TASK TO CARRY OUT:
Every entry should be reproduced word for word.

---------- GIVEN DATA ----------

PR #92414, opened 2023-09-21
Ensure that embedded broadcast checks the base type of the parent node

tannergooding:
`IsContainableHWIntrinsicOp` was only checking the base type of the broadcast node, which meant that scenarios such as `MultiplyLow(vector256Int16, Vector256.Create(int32).AsInt16())` would incorrectly try to contain the child node.

This ensures that we check both the base type of the broadcast (which indicates how many bytes it reads from memory) and the base type of the parent node (which indicates how many bytes it would read from memory).

### DIFF
--- a/src/coreclr/jit/lowerxarch.cpp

----------

ANSWER BOX:
PR #92414, opened 2023-09-21
Ensure that embedded broadcast checks the base type of the parent node

tannergooding:
`IsContainableHWIntrinsicOp` was only checking the base type of the broadcast node, which meant that scenarios such as `MultiplyLow(vector256Int16, Vector256.Create(int32).AsInt16())` would incorrectly try to contain the child node.

This ensures that we check both the base type of the broadcast (which indicates how many bytes it reads from memory) and the base type of the parent node (which indicates how many bytes it would read from memory).

### DIFF
--- a/src/coreclr/jit/lowerxarch.cpp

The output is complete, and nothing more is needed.